▶ _Assignment_
Search the material for the string "either", then return every line where it is found.

▶ _Supplied information_
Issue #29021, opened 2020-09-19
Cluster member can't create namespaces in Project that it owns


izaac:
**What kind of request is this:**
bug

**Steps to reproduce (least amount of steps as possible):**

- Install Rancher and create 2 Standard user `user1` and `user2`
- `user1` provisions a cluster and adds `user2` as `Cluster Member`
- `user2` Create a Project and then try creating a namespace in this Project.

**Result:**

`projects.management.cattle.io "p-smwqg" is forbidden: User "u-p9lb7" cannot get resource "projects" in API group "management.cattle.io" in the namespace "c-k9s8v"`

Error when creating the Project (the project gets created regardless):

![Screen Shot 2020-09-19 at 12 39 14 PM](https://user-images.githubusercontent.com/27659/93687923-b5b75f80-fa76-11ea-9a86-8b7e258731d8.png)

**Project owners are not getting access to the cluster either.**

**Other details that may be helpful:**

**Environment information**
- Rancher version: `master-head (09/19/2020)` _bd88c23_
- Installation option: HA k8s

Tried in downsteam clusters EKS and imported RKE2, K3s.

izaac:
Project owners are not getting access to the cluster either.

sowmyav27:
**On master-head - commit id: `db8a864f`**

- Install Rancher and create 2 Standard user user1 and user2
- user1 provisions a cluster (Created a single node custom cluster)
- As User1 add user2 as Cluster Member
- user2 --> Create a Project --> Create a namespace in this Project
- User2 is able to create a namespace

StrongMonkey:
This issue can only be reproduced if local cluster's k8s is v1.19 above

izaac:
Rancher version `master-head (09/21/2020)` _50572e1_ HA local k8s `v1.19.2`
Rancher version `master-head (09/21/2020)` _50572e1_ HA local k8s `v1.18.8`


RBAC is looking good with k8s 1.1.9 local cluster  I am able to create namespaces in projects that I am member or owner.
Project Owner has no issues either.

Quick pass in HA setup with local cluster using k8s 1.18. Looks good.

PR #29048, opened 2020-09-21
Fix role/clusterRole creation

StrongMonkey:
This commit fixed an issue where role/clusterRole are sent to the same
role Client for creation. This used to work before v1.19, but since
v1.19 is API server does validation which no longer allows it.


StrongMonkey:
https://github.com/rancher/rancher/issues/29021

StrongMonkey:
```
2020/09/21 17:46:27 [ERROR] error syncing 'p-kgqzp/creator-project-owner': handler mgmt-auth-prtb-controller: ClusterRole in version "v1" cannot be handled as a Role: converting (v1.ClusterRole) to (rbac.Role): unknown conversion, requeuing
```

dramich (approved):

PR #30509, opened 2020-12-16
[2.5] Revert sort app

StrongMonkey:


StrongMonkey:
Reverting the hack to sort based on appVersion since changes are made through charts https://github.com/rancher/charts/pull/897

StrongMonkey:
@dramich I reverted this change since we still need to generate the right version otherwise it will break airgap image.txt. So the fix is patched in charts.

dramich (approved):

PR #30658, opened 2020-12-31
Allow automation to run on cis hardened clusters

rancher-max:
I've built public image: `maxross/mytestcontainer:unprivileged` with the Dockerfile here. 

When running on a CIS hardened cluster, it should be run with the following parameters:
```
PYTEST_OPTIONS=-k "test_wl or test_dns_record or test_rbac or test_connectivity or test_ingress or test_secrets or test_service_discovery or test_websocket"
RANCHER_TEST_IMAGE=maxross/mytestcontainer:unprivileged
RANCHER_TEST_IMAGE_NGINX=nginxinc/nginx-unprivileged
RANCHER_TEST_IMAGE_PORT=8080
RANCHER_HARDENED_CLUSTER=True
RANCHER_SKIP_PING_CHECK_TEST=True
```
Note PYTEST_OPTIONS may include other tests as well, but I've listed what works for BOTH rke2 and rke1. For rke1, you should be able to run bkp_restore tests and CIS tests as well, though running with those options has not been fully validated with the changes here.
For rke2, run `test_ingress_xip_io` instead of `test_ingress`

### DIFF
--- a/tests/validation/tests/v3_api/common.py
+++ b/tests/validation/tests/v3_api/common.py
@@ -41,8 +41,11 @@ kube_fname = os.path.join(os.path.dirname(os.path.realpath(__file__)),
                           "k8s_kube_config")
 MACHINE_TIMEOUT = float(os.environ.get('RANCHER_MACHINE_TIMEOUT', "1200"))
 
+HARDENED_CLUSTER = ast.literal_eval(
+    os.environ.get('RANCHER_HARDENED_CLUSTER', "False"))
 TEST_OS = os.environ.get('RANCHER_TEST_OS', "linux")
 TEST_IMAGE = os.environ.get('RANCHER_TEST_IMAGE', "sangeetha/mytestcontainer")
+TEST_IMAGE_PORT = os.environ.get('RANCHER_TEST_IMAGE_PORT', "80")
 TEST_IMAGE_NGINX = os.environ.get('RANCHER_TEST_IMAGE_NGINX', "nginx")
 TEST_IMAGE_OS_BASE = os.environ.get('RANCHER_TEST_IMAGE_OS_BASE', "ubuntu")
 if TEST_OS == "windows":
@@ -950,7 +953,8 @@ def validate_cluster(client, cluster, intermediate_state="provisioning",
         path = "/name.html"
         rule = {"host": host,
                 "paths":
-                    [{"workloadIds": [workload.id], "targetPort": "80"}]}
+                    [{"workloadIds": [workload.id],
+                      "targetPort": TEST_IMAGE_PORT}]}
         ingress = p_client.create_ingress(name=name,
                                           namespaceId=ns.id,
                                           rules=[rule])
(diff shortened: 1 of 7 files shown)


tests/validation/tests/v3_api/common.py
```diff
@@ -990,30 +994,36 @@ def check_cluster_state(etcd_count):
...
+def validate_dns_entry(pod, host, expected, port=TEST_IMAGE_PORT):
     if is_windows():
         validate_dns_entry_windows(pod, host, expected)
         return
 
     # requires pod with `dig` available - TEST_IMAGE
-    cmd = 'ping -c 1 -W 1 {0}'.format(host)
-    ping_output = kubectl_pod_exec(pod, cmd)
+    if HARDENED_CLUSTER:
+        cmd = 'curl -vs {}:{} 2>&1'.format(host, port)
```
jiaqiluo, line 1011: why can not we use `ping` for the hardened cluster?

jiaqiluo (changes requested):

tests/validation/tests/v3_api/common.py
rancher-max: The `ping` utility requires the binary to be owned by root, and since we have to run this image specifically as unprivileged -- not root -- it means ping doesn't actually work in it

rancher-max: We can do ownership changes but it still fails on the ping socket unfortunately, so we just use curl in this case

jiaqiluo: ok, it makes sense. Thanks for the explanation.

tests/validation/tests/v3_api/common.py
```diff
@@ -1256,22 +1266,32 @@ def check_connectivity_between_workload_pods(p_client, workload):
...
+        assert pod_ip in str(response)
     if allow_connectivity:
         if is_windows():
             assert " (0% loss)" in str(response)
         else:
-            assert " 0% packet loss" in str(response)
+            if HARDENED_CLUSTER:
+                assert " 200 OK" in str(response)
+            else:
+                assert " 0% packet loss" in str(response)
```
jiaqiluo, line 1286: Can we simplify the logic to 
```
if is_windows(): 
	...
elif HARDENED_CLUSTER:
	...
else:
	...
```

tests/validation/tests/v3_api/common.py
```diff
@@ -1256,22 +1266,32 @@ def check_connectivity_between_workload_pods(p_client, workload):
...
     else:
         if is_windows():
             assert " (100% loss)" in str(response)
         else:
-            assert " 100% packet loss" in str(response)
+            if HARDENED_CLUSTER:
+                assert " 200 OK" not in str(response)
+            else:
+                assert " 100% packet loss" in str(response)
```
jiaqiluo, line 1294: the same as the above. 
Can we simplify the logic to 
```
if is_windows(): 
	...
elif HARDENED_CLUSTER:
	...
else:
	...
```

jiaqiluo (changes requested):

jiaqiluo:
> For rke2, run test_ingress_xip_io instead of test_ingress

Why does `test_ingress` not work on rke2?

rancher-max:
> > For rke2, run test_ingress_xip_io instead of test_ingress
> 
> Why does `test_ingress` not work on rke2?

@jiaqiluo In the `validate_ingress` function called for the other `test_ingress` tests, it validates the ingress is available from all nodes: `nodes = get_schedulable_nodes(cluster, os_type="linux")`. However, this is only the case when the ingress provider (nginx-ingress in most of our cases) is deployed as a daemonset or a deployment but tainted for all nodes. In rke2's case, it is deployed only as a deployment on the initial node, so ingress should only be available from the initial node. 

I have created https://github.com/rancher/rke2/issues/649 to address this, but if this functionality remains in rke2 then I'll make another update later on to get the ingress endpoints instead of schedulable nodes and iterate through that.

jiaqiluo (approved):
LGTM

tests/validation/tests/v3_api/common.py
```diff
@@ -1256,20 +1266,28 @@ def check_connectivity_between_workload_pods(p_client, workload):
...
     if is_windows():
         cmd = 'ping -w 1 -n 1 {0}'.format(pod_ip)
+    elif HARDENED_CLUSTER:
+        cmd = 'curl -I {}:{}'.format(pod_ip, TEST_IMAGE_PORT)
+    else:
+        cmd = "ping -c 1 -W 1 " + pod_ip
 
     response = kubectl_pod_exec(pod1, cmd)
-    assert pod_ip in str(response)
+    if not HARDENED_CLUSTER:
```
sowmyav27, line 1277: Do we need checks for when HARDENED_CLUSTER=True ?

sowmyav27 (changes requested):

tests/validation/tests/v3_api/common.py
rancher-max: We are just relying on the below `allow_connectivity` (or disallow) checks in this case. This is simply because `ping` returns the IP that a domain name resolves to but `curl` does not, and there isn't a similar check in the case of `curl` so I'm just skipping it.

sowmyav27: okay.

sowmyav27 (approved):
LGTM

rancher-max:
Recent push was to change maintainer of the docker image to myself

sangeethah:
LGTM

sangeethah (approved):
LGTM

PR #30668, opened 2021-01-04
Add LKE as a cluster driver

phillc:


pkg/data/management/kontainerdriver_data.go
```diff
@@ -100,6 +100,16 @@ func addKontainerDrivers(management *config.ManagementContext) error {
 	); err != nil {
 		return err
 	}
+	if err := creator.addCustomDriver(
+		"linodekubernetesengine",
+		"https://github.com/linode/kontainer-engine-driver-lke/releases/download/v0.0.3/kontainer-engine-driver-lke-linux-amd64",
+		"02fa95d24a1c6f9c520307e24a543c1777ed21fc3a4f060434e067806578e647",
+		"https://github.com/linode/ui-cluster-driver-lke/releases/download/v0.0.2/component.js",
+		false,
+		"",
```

▶ _Solution_
**Project owners are not getting access to the cluster either.**
Project owners are not getting access to the cluster either.
Project Owner has no issues either.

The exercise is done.